## PROBLEM
Across the whole listing, copy out every line that includes the string "against".
=======
PR #305, opened 2026-04-30
Move squash-suggestion comment authoring from agent to code (#304)

### LINKED ISSUE #304: Move squash-suggestion comment authoring from agent to code
## Problem

Stage 8 (squash) currently delegates the authoring of the squash-suggestion PR comment entirely to the agent. The prompt at `src/stage-squash.ts:200-282` instructs the agent to:

- Wrap the suggestion in `<!-- agentcoop:squash-suggestion:start -->` / `<!-- agentcoop:squash-suggestion:end -->` markers.
- Use the `**Title**` / `**Body**` labels.
- Compute fence length dynamically (`max(longest run of backticks in content, 2) + 1`) so commit bodies containing triple-backtick samples don't break the outer fence.
- Find the prior squash-suggestion comment via `gh api ... | select(.body | contains(start_marker))` and either PATCH it or POST a fresh one for idempotent updates.

The code only validates the result after the fact (`hasValidSuggestionBlock` → `parseSquashSuggestionBlock` at `src/stage-squash.ts:377-491`). Any one missing piece — end marker, unterminated fence, missing label, mis-sized fence — fails the validator and the stage returns `outcome: "blocked"` with `requiresArtifact: true`, which leaves the user only "Give instruction" / "Halt" choices.

## Symptom

While shipping aicers/aice-web-next#377, agentcoop produced a squash-suggestion comment that contained the start marker and the labels but was missing both the closing body fence and the end marker. The verdict turn cleanly returned `SUGGESTED_SINGLE`, but the post-verdict validation at `src/stage-squash.ts:881-888` rejected the comment, so the stage flipped to `blocked` and the TUI rendered the `BLOCKED:` prompt.

The agent's first-turn explanation in that run ("Branch commits and PR body unchanged since the prior squash decision; the existing single-commit suggestion comment ... remains accurate. No update needed.") shows the second failure mode of this design: when the agent skips re-writing the comment because it judges the existing one to be still valid, a previously corrupted comment silently propagates into the next run.

## Root cause

Marker placement, fence-length arithmetic, and idempotent-update bookkeeping are deterministic concerns that the agent has to reproduce by hand on every turn. LLM output is not a reliable substrate for this kind of mechanical formatting — one omitted line shows up as an opaque blocked outcome several turns later, with no targeted feedback to the agent. The strict fail-closed policy at `src/stage-squash.ts:484-488` is correct (Stage 9 reads the same block and a malformed block would render the wrong text in the inline preview), but the system relies on the agent to never make a formatting mistake.

## Proposed change

Split responsibilities so the agent only produces the natural-language part:

1. **Add a `buildSquashSuggestionComment(suggestion: SquashSuggestion): string` helper** in `src/stage-squash.ts` that takes a `{ title, body }` pair and returns the canonical marker block — including markers, labels, and fences sized via the existing `max(longest backtick run, 2) + 1` rule, computed independently for title and body. Use the existing `SQUASH_SUGGESTION_START_MARKER` / `SQUASH_SUGGESTION_END_MARKER` constants.

2. **Widen `findLatestCommentWithMarker` to return the comment id alongside the body.** [src/pr-comments.ts:125-142](src/pr-comments.ts:125) currently returns `string | undefined`, which is enough for the existing read-only callers but not enough to PATCH. Change the return type to `{ id: number; body: string } | undefined` (or add a sibling helper if churn is a concern) and update the two existing callers — verdict-fallback at `src/stage-squash.ts:837` and resume-from-`awaiting_user_choice` at `src/stage-squash.ts:739` — to read `.body`. The widened helper is what `postOrUpdateSquashSuggestion` needs to decide between PATCH and POST. Decide explicitly whether the existing injectable `SquashStageOptions.findSuggestionCommentBody` option ([src/stage-squash.ts:99-104](src/stage-squash.ts:99)) keeps its read-only `string`-returning shape (and a separate write-side option is added) or is widened to the richer return type so reads and writes share one entry point.

3. **Add a `postOrUpdateSquashSuggestion(...)` helper** that calls the widened `findLatestCommentWithMarker`, then PATCHes via `gh api ... --method PATCH /repos/{owner}/{repo}/issues/comments/{id}` when a prior comment exists or POSTs via `gh pr comment` otherwise. This is the single entry point for writing the comment. Follow the existing convention in this file — `getCiStatus`, `findPrNumber`, and similar helpers are exposed as injectable options on `SquashStageOptions` rather than calling `execFileSync` directly, which keeps the unit tests in `src/stage-squash.test.ts` from needing a real `gh` binary. The new helper should follow the same pattern.

4. **Simplify the squash work prompt** at `src/stage-squash.ts:200-282`. Remove the marker/fence/idempotent-update instructions for the SUGGESTED_SINGLE branch. Ask the agent to reply with title and body in a small machine-parseable envelope (e.g. `<<<TITLE>>>...<<</TITLE>>>` / `<<<BODY>>>...<<</BODY>>>`) and *not* call `gh` itself for the comment. The SQUASHED_MULTI branch (history rewrite + force-push) is unaffected.

5. **Decide where the envelope is parsed and the comment is posted, relative to the verdict turn.** Today Stage 8 is a two-turn dance — work prompt then verdict prompt — and the verdict's `SUGGESTED_SINGLE` keyword has implicit "the agent posted the suggestion" semantics. Once authoring moves into the code, that semantic drift needs an explicit resolution. Two viable shapes:

   - **Keep the verdict turn, infer the branch from the work response.** Parse the envelope from `squashResult.responseText`. If present → SUGGESTED_SINGLE branch: the code posts the comment immediately, and the verdict turn is either skipped or downgraded to a confirmation. If absent → fall through to the existing verdict / clarification flow, which decides between SQUASHED_MULTI, BLOCKED, and the deterministic fallback chain — envelope absence on its own is not a SQUASHED_MULTI signal (the agent could equally be in BLOCKED, or have produced a malformed response). Smallest change to the surrounding state machine; preserves the clarification / deterministic-fallback chain in [src/stage-squash.ts:507-528](src/stage-squash.ts:507) and [src/stage-squash.ts:824-855](src/stage-squash.ts:824).
   - **Collapse work + verdict into one turn.** The work prompt asks for the decision *and* (when SUGGESTED_SINGLE) the envelope in the same response. Cleaner end state but a larger behavioural change with knock-on effects on `resolveVerdict`, the clarification follow-up, and the deterministic fallback chain.

   The first option is preferred for this issue. The second is fine but should be scoped separately if pursued.

6. **Parse the agent's title/body envelope, then call `postOrUpdateSquashSuggestion`**. If the envelope is missing or malformed when the agent appears to have taken the SUGGESTED_SINGLE branch, fall through to the existing clarification / blocked path with a precise error message.

7. **Demote `hasValidSuggestionBlock` to an assertion** on the path immediately after the code wrote the comment itself. It still serves as defense-in-depth and remains the gate when we resume from `awaiting_user_choice` against a comment we did not just author.

## Tests

The existing `parseSquashSuggestionBlock` test suite already covers most of the negative cases that come to mind. Audit it first and only add what is missing — the screenshot incident specifically combined "missing end marker" with "unterminated body fence", so a test that exercises both at once is worth adding regardless.

The high-value new tests are:

- **Round-trip `buildSquashSuggestionComment` → `parseSquashSuggestionBlock`** for plain bodies, bodies containing 3-backtick fences, bodies containing 5-backtick fences, and bodies with HTML comments. Round-trip is the single strongest guarantee the formatter and parser stay in lock-step.
- **`postOrUpdateSquashSuggestion` against a stubbed `gh` adapter**: PATCHes via the right comment id when a prior comment exists, POSTs otherwise.
- **A light prompt assertion** that the SUGGESTED_SINGLE work prompt no longer references `squash-suggestion:start` / `gh pr comment` / fence-length math. Use negative `not.toContain` checks; avoid asserting on positive prose so the test does not break on copy edits.
- **Malformed envelope handling**: when the agent takes the SUGGESTED_SINGLE branch but its response cannot be parsed into title/body, the stage funnels into the existing clarification / blocked path with an actionable message. Cover at least missing close tag (`<<<TITLE>>>...` with no `<<</TITLE>>>`), empty title, and empty body.

## Out of scope (follow-up)

Self-healing for already-corrupted comments on existing PRs (run a one-shot follow-up to ask the agent to repair the comment when validation fails but the start marker is present). Track separately so it can ship after the main change has soaked.

## Why now

A user run on aicers/aice-web-next#377 was blocked by exactly this failure mode and required a manual `gh api PATCH` to repair the comment before the pipeline could resume. The risk of repeat failure on other PRs is non-trivial because the formatting rules the agent has to reproduce are intricate (CommonMark fence-length math in particular).

sehkone:
## Summary

Stage 8's SUGGESTED_SINGLE branch used to delegate authoring of the marker-delimited squash-suggestion PR comment to the agent — marker placement, CommonMark fence sizing, and idempotent PATCH/POST bookkeeping all had to be reproduced on every turn. A single missed line would silently flip the stage to `blocked` after the verdict cleanly returned `SUGGESTED_SINGLE`, as observed on aicers/aice-web-next#377 (missing closing body fence and end marker, repaired by hand).

This PR splits responsibilities so the agent only produces the natural-language title and body inside a small `<<<TITLE>>> / <<<BODY>>>` envelope, and agentcoop deterministically renders the marker block and PATCH/POSTs it idempotently.

Key changes:

- `buildSquashSuggestionComment(suggestion)` renders the canonical marker block, sizing title/body fences independently as `max(longest backtick run, 2) + 1` (min 3).
- `parseSquashSuggestionBlock` anchors both markers to whole lines and requires the end-marker line at or after the body's closing fence.  This prevents a literal end marker embedded inside the body fenced block from truncating the parse — the body fence absorbs that occurrence as content, and only a free-standing end-marker line counts as the delimiter.  Round-trip tests cover bodies that mention either marker as a literal.
- `parseSquashEnvelope(text)` extracts the agent's reply, distinguishing three outcomes:
  - **`missing`** — no `<<<TITLE>>>` tag on its own line.  Prose that mentions the tag names mid-sentence or in backticks (e.g. a multi-commit reply explaining why the envelope was not used) classifies here and falls through to the verdict flow.
  - **`malformed`** — envelope intent declared (TITLE_OPEN on its own line) but the structure is broken: a missing close tag, an absent body section, an empty title, or an empty / whitespace-only body.  Routes into the focused clarification turn so a recoverable formatting mistake — including the dropped close tag that motivated this issue — gets one more attempt before blocking.
  - **`ok`** — well-formed envelope with non-empty content.
- `postOrUpdateSquashSuggestion(...)` is the single write entry point: PATCH the prior comment by id when one with the start marker exists, otherwise POST. Backed by injectable `findLatest`/`patch`/`post` deps for unit-testability.  Errors from the lookup propagate to the caller — they are NOT swallowed into 'no prior comment'.  A transient auth / network / rate-limit failure during lookup would otherwise be indistinguishable from 'no matching comment' and would turn an idempotent PATCH into a duplicate POST.  The handler converts the thrown error into a `blocked` outcome instead.
- `findLatestCommentWithMarker` now returns `{ id, body }` so PATCH callers don't need a second lookup; the two read-only callers destructure `.body`.  Errors from the underlying `gh api` call propagate to the caller.  `getSquashMergeHint` in `index.ts` wraps with `try`/`catch` to silently degrade — the hint is purely cosmetic.  The squash handler's read-side `findSuggestionCommentBody` adapter no longer silently degrades: errors propagate to the caller, and the `awaiting_user_choice` resume path now blocks on a lookup failure (leaving `squashSubStep` at `awaiting_user_choice`) instead of falling through to a fresh planning run that could re-invoke the agent and re-author the suggestion or change the branch decision after the user had already been asked about one.
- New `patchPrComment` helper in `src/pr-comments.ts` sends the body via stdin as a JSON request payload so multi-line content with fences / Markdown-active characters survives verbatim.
=======
## RESULT OF THIS EXERCISE
7. **Demote `hasValidSuggestionBlock` to an assertion** on the path immediately after the code wrote the comment itself. It still serves as defense-in-depth and remains the gate when we resume from `awaiting_user_choice` against a comment we did not just author.
- **`postOrUpdateSquashSuggestion` against a stubbed `gh` adapter**: PATCHes via the right comment id when a prior comment exists, POSTs otherwise.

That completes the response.